PR #2487, opened 2025-08-29
Enable Embrace SDK to use the Kotlin SDK

bidetofevil:
## Release Notes

**WHAT**:<br>
**WHY**:<br>

### DIFF
--- a/embrace-android-otel/src/main/kotlin/io/embrace/android/embracesdk/internal/otel/config/OtelSdkConfig.kt
+++ b/embrace-android-otel/src/main/kotlin/io/embrace/android/embracesdk/internal/otel/config/OtelSdkConfig.kt
@@ -24,6 +24,11 @@ import io.opentelemetry.semconv.incubating.OsIncubatingAttributes
 import io.opentelemetry.semconv.incubating.TelemetryIncubatingAttributes
 import java.util.concurrent.ConcurrentHashMap
 
+/**
+ * Globally referenceable flag that determines which OTel SDK implementation is in use for the production SDK at runtime.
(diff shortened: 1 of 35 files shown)


embrace-android-otel/src/main/kotlin/io/embrace/android/embracesdk/internal/otel/config/OtelSdkConfig.kt
```diff
@@ -24,6 +24,11 @@ import io.opentelemetry.semconv.incubating.OsIncubatingAttributes
 import io.opentelemetry.semconv.incubating.TelemetryIncubatingAttributes
 import java.util.concurrent.ConcurrentHashMap
 
+/**
+ * Globally referenceable flag that determines which OTel SDK implementation is in use for the production SDK at runtime.
+ */
+const val USE_KOTLIN_SDK: Boolean = false
```
fractalwrench, line 30: Do we have plans to make this part of RemoteConfig in a future PR, or will an end-user always have to set this value locally?

fractalwrench (approved):
LGTM

embrace-android-otel/src/main/kotlin/io/embrace/android/embracesdk/internal/otel/config/OtelSdkConfig.kt
bidetofevil: This will be a remote config, which may mean further refactoring. Right now, this is just a quick and dirty flag that is not meant to be changed, but will soon be able to be.

PR #2492, opened 2025-09-04
Update embrace-android-sdk to use new API symbols

fractalwrench:
## Goal

Some of the API surface on opentelemetry-kotlin was updated - this changeset updates embrace-android-sdk to use the correct symbols.


embrace-android-otel/src/main/kotlin/io/embrace/android/embracesdk/internal/otel/OpenTelemetryInstanceExt.kt
```diff
@@ -1,34 +1,33 @@
 package io.embrace.android.embracesdk.internal.otel
```
bidetofevil, line 1: This file should be renamed since `OpenTelemetryInstance` isn't a thing anymore?

bidetofevil (approved):
LGTM

PR #2494, opened 2025-09-05
Wrap exposed openTelemetryKotlin in EmbOpenTelemetry with EmbTracerProvider

priettt:
## Goal

The otel-kotlin instance we expose should behave the same as the otel-java instance. 

This PR modifies the instance returned by our getEmbraceOpenTelemetry method to return tracers wrapped in EmbTracer. This will set some internal properties and wire it to our internal SpanService.

Also modify the rest of the codebase to access the wrapped open telemetry instance instead of the private kotlinApi field.


fractalwrench (commented):
`kotlinApi` should be made private on `OtelSdkWrapper` IMO. We don't want to expose 2 ways of accessing the same OTel instance

fractalwrench (approved):
LGTM

PR #2496, opened 2025-09-08
Move OTel Java API to a separate opt-in module

priettt:
Introduced a new `embrace-android-otel-java` module that can be added by users who need otel-java integration. 

The following methods that were present in the Embrace class are now in the new module:
```
getOpenTelemetry(): OtelJavaOpenTelemetry
addSpanExporter(spanExporter: OtelJavaSpanExporter)
addLogRecordExporter(logRecordExporter: OtelJavaLogRecordExporter)
setResourceAttribute(key: OtelJavaAttributeKey<String>, value: String)
```

As this is a change on our API, we should release this on a new major version.

The openTelemetryKotlin instance we expose is now wrapped in an EmbTracerProvider, so it behaves as the Java method we expose.

The changes were made progressively on separate commits, so this will be best reviewed commit-by-commit.

### DIFF
--- a/embrace-android-core/src/test/java/io/embrace/android/embracesdk/internal/config/ConfigServiceImplTest.kt
+++ b/embrace-android-core/src/test/java/io/embrace/android/embracesdk/internal/config/ConfigServiceImplTest.kt
@@ -3,7 +3,7 @@ package io.embrace.android.embracesdk.internal.config
 import io.embrace.android.embracesdk.concurrency.BlockingScheduledExecutorService
 import io.embrace.android.embracesdk.core.BuildConfig
 import io.embrace.android.embracesdk.fakes.FakeClock
-import io.embrace.android.embracesdk.fakes.FakeOtelJavaLogRecordExporter
+import io.embrace.android.embracesdk.fakes.FakeLogRecordExporter
 import io.embrace.android.embracesdk.fakes.FakePreferenceService
 import io.embrace.android.embracesdk.fakes.FakeProcessStateService
 import io.embrace.android.embracesdk.fakes.config.FakeInstrumentedConfig
@@ -20,6 +20,7 @@ import io.embrace.android.embracesdk.internal.payload.AppFramework
 import io.embrace.android.embracesdk.internal.prefs.PreferencesService
 import io.embrace.android.embracesdk.internal.session.lifecycle.ProcessStateService
 import io.embrace.android.embracesdk.internal.worker.BackgroundWorker
+import io.embrace.opentelemetry.kotlin.ExperimentalApi
 import io.mockk.clearAllMocks
 import io.mockk.mockkStatic
 import io.mockk.unmockkAll
@@ -33,6 +34,7 @@ import org.junit.Before
 import org.junit.BeforeClass
 import org.junit.Test
 
+@OptIn(ExperimentalApi::class)
 internal class ConfigServiceImplTest {
 
     private lateinit var fakePreferenceService: PreferencesService
@@ -160,7 +162,7 @@ internal class ConfigServiceImplTest {
             BuildConfig.VERSION_NAME,
             SystemInfo()
         )
-        cfg.addLogExporter(FakeOtelJavaLogRecordExporter())
+        cfg.addLogExporter(FakeLogRecordExporter())
         val service = createService(config = cfg, appId = null)
         assertNotNull(service)
         assertTrue(service.isOnlyUsingOtelExporters())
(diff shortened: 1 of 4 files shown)


embrace-android-api/api/embrace-android-api.api
```diff
@@ -105,19 +105,11 @@ public abstract interface class io/embrace/android/embracesdk/internal/api/Netwo
 
 public abstract interface class io/embrace/android/embracesdk/internal/api/OTelApi {
 	public abstract fun addLogRecordExporter (Lio/embrace/opentelemetry/kotlin/logging/export/LogRecordExporter;)V
-	public abstract fun addLogRecordExporter (Lio/opentelemetry/sdk/logs/export/LogRecordExporter;)V
 	public abstract fun addSpanExporter (Lio/embrace/opentelemetry/kotlin/tracing/export/SpanExporter;)V
-	public abstract fun addSpanExporter (Lio/opentelemetry/sdk/trace/export/SpanExporter;)V
-	public abstract fun getOpenTelemetry ()Lio/opentelemetry/api/OpenTelemetry;
 	public abstract fun getOpenTelemetryKotlin ()Lio/embrace/opentelemetry/kotlin/OpenTelemetry;
```
fractalwrench, line 109: We should probably take a similar approach for any symbols from opentelemetry-kotlin, but that can be done in another changeset.

embrace-android-otel-java/src/main/kotlin/io/embrace/android/embracesdk/otel/java/EmbraceOtelJavaExtensions.kt
```diff
@@ -0,0 +1,51 @@
...
+    this.addLogRecordExporter(logRecordExporter.toOtelKotlinLogRecordExporter())
+}
+
+/**
+ * Returns an [OtelJavaOpenTelemetry] that provides working [Tracer] implementations that will record spans that fit into the Embrace data
+ * model.
+ */
+@OptIn(ExperimentalApi::class)
+fun Embrace.getJavaOpenTelemetry(): OtelJavaOpenTelemetry {
+    // TODO: Should we return noop if getOpenTelemetryKotlin is noop?
```
fractalwrench, line 35: This TODO comment should be addressed, ideally by type-checking `this.getOpenTelemetryKotlin` and returning `OtelJavaOpenTelemetry.noop()` if needed, as this avoids running through all the adapters

embrace-android-otel-java/src/main/kotlin/io/embrace/android/embracesdk/otel/java/EmbraceOtelJavaExtensions.kt
```diff
@@ -0,0 +1,51 @@
...
+/**
+ * Set an attribute on the resource used by the OTel SDK instance with the given key and String value.
+ * The value set will override any value set previously or by the Embrace SDK.
+ * This must be called before the SDK is started in order for it to take effect.
+ */
+@Deprecated(
+    "Use setResourceAttribute(key: String, value: String) instead.",
+    ReplaceWith("setResourceAttribute(key.key, value)")
+)
+fun Embrace.setJavaResourceAttribute(
```
fractalwrench, line 48: This was called `setResourceAttribute` previously - why has the symbol name changed?

priettt: To avoid having the same name for this and the `setResourceAttribute(key: String, value: String)` method. Same with `getJavaOpenTelemetry` and `addJavaSpanExporter`. Would you rather keep the names?

embrace-android-otel-java/src/main/kotlin/io/embrace/android/embracesdk/otel/java/EmbraceOtelJavaExtensions.kt
priettt: We can't typecheck against `NoopOpenTelemetry`, it's an internal object. Should we expose it in otel-kotlin?

embrace-android-otel-java/src/main/kotlin/io/embrace/android/embracesdk/otel/java/EmbraceOtelJavaExtensions.kt
fractalwrench: IMO yes, but that depends on what we call the Kotlin variants of these functions and where they live. Perhaps we can chat about it internally?

PR #2516, opened 2025-09-12
Remove ImplicitContextKeyed from EmbSpan and EmbraceSdkSpan

priettt:
## Goal

`ImplicitContextKeyed` forces us to include `opentelemetry-java` as a dependency, and it's not really used anymore.

## Changes

- `FakeEmbraceSdkSpan` contained a Java and a Kotlin span. This didn't make sense, as the actual `EmbraceSdkSpan` only has one kotlin Span implementation.
- `EmbraceSdkSpan` and `EmbSpan` do not extend `ImplicitContextKeyed` anymore. The context operations that are actually used are handled by `opentelemetry-kotlin`. If `opentelemetry-java` is used, `opentelemetry-kotlin` will call the appropiate compat classes.


bidetofevil (approved):
LGTM. `EmbSpan` now implements the Kotlin interface, so not implementing a Java SDK interface like `ImplicitContextKeyed` makes sense. The fact that we can remove it from `EmbraceSdkSpan` and everything still works probably makes we've already made it so that those methods don't have to be called internally in order to make the inter-op work. Like you said, Fran, I think we just moved all that into the compat impl which is in a way already a wrapper, so we don't need to do it in this layer.

PR #2535, opened 2025-09-19
Symbols of any kind are not uploaded in debug variants anymore

priettt:
## Goal

On debug builds, the gradle plugin should not upload anything.
We were only doing this for RN, and it should be done for NDK, Unity, Proguard files, and even our build telemetry.

This PR updates this behavior, and adds tests to verify it.

### DIFF
--- a/embrace-gradle-plugin-integration-tests/src/test/java/io/embrace/android/gradle/integration/testcases/AndroidNdkTest.kt
+++ b/embrace-gradle-plugin-integration-tests/src/test/java/io/embrace/android/gradle/integration/testcases/AndroidNdkTest.kt
@@ -17,7 +17,8 @@ class AndroidNdkTest {
     @JvmField
     val rule: PluginIntegrationTestRule = PluginIntegrationTestRule()
 
-    private val defaultExpectedVariants = listOf("debug", "release")
+    private val defaultExpectedVariants = listOf("release")
+    private val variantsSentInBuildTelemetry = listOf("debug", "release")
     private val defaultExpectedLibs = listOf("libemb-donuts.so", "libemb-crisps.so")
     private val defaultExpectedArchs = listOf("x86_64", "x86", "armeabi-v7a", "arm64-v8a")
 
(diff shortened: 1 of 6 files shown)


embrace-gradle-plugin-integration-tests/src/test/java/io/embrace/android/gradle/integration/testcases/AndroidNdkTest.kt
```diff
@@ -17,7 +17,8 @@ class AndroidNdkTest {
     @JvmField
     val rule: PluginIntegrationTestRule = PluginIntegrationTestRule()
 
-    private val defaultExpectedVariants = listOf("debug", "release")
+    private val defaultExpectedVariants = listOf("release")
+    private val variantsSentInBuildTelemetry = listOf("debug", "release")
```
fractalwrench, line 21: Do we want to send build telemetry for debug builds? I would argue not

fractalwrench (approved):
LGTM

embrace-gradle-plugin-integration-tests/src/test/java/io/embrace/android/gradle/integration/testcases/AndroidNdkTest.kt
priettt: We just send the available variant names and app IDs. We could do a lot of work to improve our telemetry, but it's probably not a priority for now 🫠

fractalwrench: If we're not uploading mapping files for debug builds then I don't see a reason to capture telemetry, as long as we do capture it for release builds & end-users can opt-out of collection

priettt: we do not send telemetry for debug builds. for not debuggable builds, we send info on what variants are configured in the project. 

if the user runs assembleRelease -> we send info on variants debug and release
if the user runs assembleDebug -> we send nothing

PR #3678, opened 2026-07-29
Alter per session-part span limits

fractalwrench:
## Goal

This changeset adds limits that enforce a maximum number of spans per session-part. It makes the following changes:

1. Reduces the max internal span count from 5000 to 1500 (confirmed via data analysis that this doesn't affect the P99.9 of sessions)
2. A limit of 1000 for network request spans (data analysis shows that these dominate all other spans)


bidetofevil (approved):
tl;dr, looks good providing we can move the network span limit up to 2K. Further:  
  
Looking at the data, 1500 non-network internal spans is probably a reasonable cap. At all percentiles, total span - network spans is < 1000.   
  
As long as we can mark a session as having reached the cap and we can look at that data, I'm ok with that.  
  
Limiting network spans is a tricker issue to me. Our current limits allow 1000 per domain by default, which would be odd since we're capping the total to that. As well, P99.9 is over 1000 network spans - which means 0.1% of session parts have more than that. With ~120M session parts daily, that's 120K, which is pretty significant to me.  
  
Can be bump this, for now, to 2000, which would cover almost up to P99999, so reducing the violators to ~1200? I think some of the work to kill logging ones for cached responses will reduce the actual usage further, and allow us to move this down to 1000. (We might also need to make this configurable for those who actually have that many...)

fractalwrench:
Bumped the max count of network spans to 2000 as suggested.

bidetofevil (approved):
LGTM

fnewberg:
@fractalwrench can we make the network span limit be remotely configurable? i would much rather be able to adjust it for customers that way rather than trying to find a value that is perfect for all customers

fractalwrench:
Updated changeset so that the limits are remotely configurable.

lemnik (approved):
LGTM

PR #3679, opened 2026-07-29
Provide configurable timeout for network request spans

fractalwrench:
## Goal

Provide a configurable timeout for network request spans. This will be used to timeout network requests that are otherwise left open-ended. A future changeset will hook this up so that the span actually terminates.

## Testing

Added unit tests.


bidetofevil (approved):
Very nice. LGTM.

lemnik (approved):
LGTM

fractalwrench:
Updated config so that timeout can be driven by remote config.

PR #3680, opened 2026-07-29
Shared MapSerializer  in SharedPrefsStore

lemnik:
## Goal
Create a single common `MapSerializer<String, String>` used `SharedPrefsStore. getStringMap()` so that we don't allocate one for every `getStringMap()` call

## Testing
Existing tests

### DIFF
--- a/embrace-android-core/src/main/kotlin/io/embrace/android/embracesdk/internal/prefs/SharedPrefsStore.kt
+++ b/embrace-android-core/src/main/kotlin/io/embrace/android/embracesdk/internal/prefs/SharedPrefsStore.kt
@@ -42,7 +42,7 @@ internal class SharedPrefsStore(
 
     override fun getStringMap(key: String): Map<String, String>? {
         val mapString = impl.getString(key, null) ?: return null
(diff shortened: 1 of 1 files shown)


embrace-android-core/src/main/kotlin/io/embrace/android/embracesdk/internal/prefs/SharedPrefsStore.kt
```diff
@@ -62,4 +62,8 @@ internal class SharedPrefsStore(
             -1
         }
     }
+
+    private companion object {
+        val mapSerializer = MapSerializer(String.serializer(), String.serializer())
```
fractalwrench, line 67: Is this object thread-safe?

fractalwrench (commented):
One question around thread safety of a map serializer, otherwise this looks good

embrace-android-core/src/main/kotlin/io/embrace/android/embracesdk/internal/prefs/SharedPrefsStore.kt
lemnik: yes

fractalwrench (approved):
LGTM

PR #3681, opened 2026-07-29
Use correct implicit context storage for opentelemetry-kotlin

fractalwrench:
## Goal

Use thread-local context storage when opentelemetry-kotlin is used in the SDK, so that existing behavior is matched.


bidetofevil (approved):
LGTM for now.  
  
But do we actually want this in the long run? For the migration to using Kotlin SDK impl, this will minimize changes, but for the Embrace SDK, I think we should talk about severing the tie to this (by default) and making folks enable this.  
  
Maybe as a 10.0 thing?

fractalwrench:
Yeah, I think tbd for 10.0. For now maintaining existing behavior feels best for a seamless switch.

PR #3682, opened 2026-07-29
Use LogRecordProcessor rather than wrapping OpenTelemetry's Logger

fractalwrench:
## Goal

Use `LogRecordProcessor` rather than wrapping OpenTelemetry's Logger is preferable as it reduces the amount of book-keeping of collections & simplifies our logging pipeline. This supersedes #3645 as it greatly simplifies how 'metadata' was appended to individual logs, by asking the AEI/native crash instrumentation to append their own session information, and otherwise allowing our processor to add it.

The existing logic for how log records are processed and exported wrt user-supplied processors does not change.

## Testing

Updated existing tests.


embrace-android-sdk/src/integrationTest/resources/user_session_aei_log_active.json
```diff
@@ -32,31 +32,15 @@
         },
         {
           "key": "emb.session_part_id",
-          "value": "__EMBRACE_TEST_SESSION_PART_ID__"
-        },
-        {
-          "key": "emb.state",
```
bidetofevil, line 38: Why are these no longer on the AEI logs? The initial state should still be populated when we can start logging telemetry, I thought?

bidetofevil (dismissed):
Looks great! Logs are simple and we just have to ensure the order of the processors is something we can control - if we can discard the wrapping and enrich in the processor, that can potentially lead to further simplification - `EventService` is already s simpel wrapper over the OTel logging interface so we don't have to eat that dep. Ideally everything could be like that - or go the opposite direction and don't involve OTel at all until the very last moment.

embrace-android-sdk/src/integrationTest/resources/user_session_aei_log_active.json
fractalwrench: I've altered the LogRecordProcessor so that the initial state is still populated (this was problematic for AEI/native crashes only). I now have an approach that should maintain the existing behavior for both.

embrace-android-otel/src/main/kotlin/io/embrace/android/embracesdk/internal/otel/logs/EmbraceLogRecordProcessor.kt
```diff
@@ -0,0 +1,56 @@
...
+    override suspend fun shutdown(): OperationResultCode = OperationResultCode.Success
+
+    /**
+     * Whether the record describes a process that has already died, in which case none of the current
+     * metadata applies to it. A native crash is resurrected by a later process and carries the whole state of
+     * the session that crashed - its session IDs, app state and session properties - so enriching it would
+     * describe the wrong session entirely.
+     */
+    private fun Map<String, Any>.belongsInCurrentProcess(): Boolean =
+        get(EmbType.System.NativeCrash.key) == EmbType.System.NativeCrash.value
```
bidetofevil, line 55: Nice. When we have `app..async` or whatever, we can use that instead of looking for specific types;

bidetofevil (approved):
LGTM

PR #3683, opened 2026-07-29
Add tests for parity between KMP/opentelemetry-java OpenTelemetry implementations

fractalwrench:
## Goal

Add integration tests that check export parity between KMP/opentelemetry-java OpenTelemetry distributions by asserting against golden files.


bidetofevil (approved):
LGTM

PR #3684, opened 2026-07-29
Remove event service

fractalwrench:
## Goal

Removes the EventService as this class now simply forwards to a `Logger`.


bidetofevil (approved):
Haha, I thought we had to keep the interface for dependency reasons, but if not, woohoo! Another relunctant abstraction laid to bed.

PR #3692, opened 2026-07-29
Internal experiment tracking service definition and  implementation

bidetofevil:
Internal service to track experiments and feature flags along with the internal data model used in the SDK.

PR #3690, opened 2026-07-29
Add emb.experiments attribute to semantic conventions

bidetofevil:
Add attribute name to use to carry the experiments records payload

PR #3693, opened 2026-07-29
Public API for Experiments

bidetofevil:
Public API that allows the tracking of experiments and feature flags, Calls before the SDK starts are buffered and the result is applied to all telemetry that the SDK logs.

### DIFF
--- a/embrace-android-api/api/embrace-android-api.api
+++ b/embrace-android-api/api/embrace-android-api.api
@@ -58,18 +58,15 @@ public abstract interface annotation class io/embrace/android/embracesdk/annotat
 public abstract interface annotation class io/embrace/android/embracesdk/annotation/NotTracedActivity : java/lang/annotation/Annotation {
 }
 
-public final class io/embrace/android/embracesdk/experiments/TrackedExperiment {
-	public fun <init> (Ljava/lang/String;JLjava/lang/String;)V
-	public synthetic fun <init> (Ljava/lang/String;JLjava/lang/String;ILkotlin/jvm/internal/DefaultConstructorMarker;)V
-	public final fun getId ()Ljava/lang/String;
-	public final fun getStartTimeMs ()J
-	public final fun getVariant ()Ljava/lang/String;
+public abstract interface class io/embrace/android/embracesdk/experiments/TrackedExperiment {
+	public abstract fun getId ()Ljava/lang/String;
+	public abstract fun getStartTimeMs ()J
+	public abstract fun getVariant ()Ljava/lang/String;
 }
 
-public final class io/embrace/android/embracesdk/experiments/TrackedFeatureFlag {
-	public fun <init> (Ljava/lang/String;J)V
-	public final fun getId ()Ljava/lang/String;
-	public final fun getStartTimeMs ()J
+public abstract interface class io/embrace/android/embracesdk/experiments/TrackedFeatureFlag {
+	public abstract fun getId ()Ljava/lang/String;
+	public abstract fun getStartTimeMs ()J
 }
 
 public abstract interface class io/embrace/android/embracesdk/internal/api/BreadcrumbApi {
@@ -86,10 +83,18 @@ public abstract interface class io/embrace/android/embracesdk/internal/api/Embra
 }
 
 public abstract interface class io/embrace/android/embracesdk/internal/api/ExperimentApi {
+	public abstract fun createExperiment (Ljava/lang/String;JLjava/lang/String;)Lio/embrace/android/embracesdk/experiments/TrackedExperiment;
+	public abstract fun createFeatureFlag (Ljava/lang/String;J)Lio/embrace/android/embracesdk/experiments/TrackedFeatureFlag;
 	public abstract fun trackExperiment ([Lio/embrace/android/embracesdk/experiments/TrackedExperiment;)V
 	public abstract fun trackFeatureFlag ([Lio/embrace/android/embracesdk/experiments/TrackedFeatureFlag;)V
 	public abstract fun untrackExperiment ([Ljava/lang/String;J)V
 	public abstract fun untrackFeatureFlag ([Ljava/lang/String;J)V
+}
+
+public final class io/embrace/android/embracesdk/internal/api/ExperimentApi$DefaultImpls {
+	public static fun createExperiment (Lio/embrace/android/embracesdk/internal/api/ExperimentApi;Ljava/lang/String;JLjava/lang/String;)Lio/embrace/android/embracesdk/experiments/TrackedExperiment;
+	public static synthetic fun createExperiment$default (Lio/embrace/android/embracesdk/internal/api/ExperimentApi;Ljava/lang/String;JLjava/lang/String;ILjava/lang/Object;)Lio/embrace/android/embracesdk/experiments/TrackedExperiment;
+	public static fun createFeatureFlag (Lio/embrace/android/embracesdk/internal/api/ExperimentApi;Ljava/lang/String;J)Lio/embrace/android/embracesdk/experiments/TrackedFeatureFlag;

★ ★ ★ ★

* **Work task**: What lines in the listing above contain the word "future"? Show each one.

* **Solution to this exercise**:
fractalwrench, line 30: Do we have plans to make this part of RemoteConfig in a future PR, or will an end-user always have to set this value locally?
Provide a configurable timeout for network request spans. This will be used to timeout network requests that are otherwise left open-ended. A future changeset will hook this up so that the span actually terminates.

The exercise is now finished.